Prompt:
Show each line of the entries below in which the word "console" appears.

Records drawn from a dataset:

PR #1695, opened 2022-05-31
Drop `symfony/*` below `5.4`

martinssipenko:
This PR:

Drops `symfony/*` below `5.4` and allows to install `6.x` versions of dev deps.

I created this as a follow-up of [#1693](https://github.com/infection/infection/pull/1693) where `symfony/filesystem` below `5.4` was dropped, if you think this is not necessary just close the PR.

### DIFF
--- a/composer.json
+++ b/composer.json
@@ -58,10 +58,10 @@
         "sanmai/pipeline": "^5.1 || ^6",
         "sebastian/diff": "^3.0.2 || ^4.0",
         "seld/jsonlint": "^1.7",
-        "symfony/console": "^3.4.29 || ^4.1.19 || ^5.0 || ^6.0",
+        "symfony/console": "^5.4 || ^6.0",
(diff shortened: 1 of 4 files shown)


maks-rafalko:
> if you think this is not necessary just close the PR. 

The problem is that currently I don't know if this is necessary or not :) What is the main benefit of this update? Does it solve any issue?

martinssipenko:
> What is the main benefit of this update?

The only benefit would be keeping things clean and consistent.

> Does it solve any issue?

Not that I know of.

Slamdunk (approved):

maks-rafalko (approved):
Ok, since Symfony <5.4 versions are not support anymore (except 4.4 LTS) and since users who still use outdated versions can use older Infection versions - I think it's good to go from my side.

@martinssipenko may I ask you to rebase and push? Thank you.

maks-rafalko:
Thank you @martinssipenko

Issue #1700, opened 2022-06-21
Running the Infection cannot detect code coverage driver correctly


peter279k:
| Question    | Answer
| ------------| ---------------
| Infection version | 0.26.11
| Test Framework version | PHPUnit 9.5.21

Exercise output:
-        "symfony/console": "^3.4.29 || ^4.1.19 || ^5.0 || ^6.0",
+        "symfony/console": "^5.4 || ^6.0",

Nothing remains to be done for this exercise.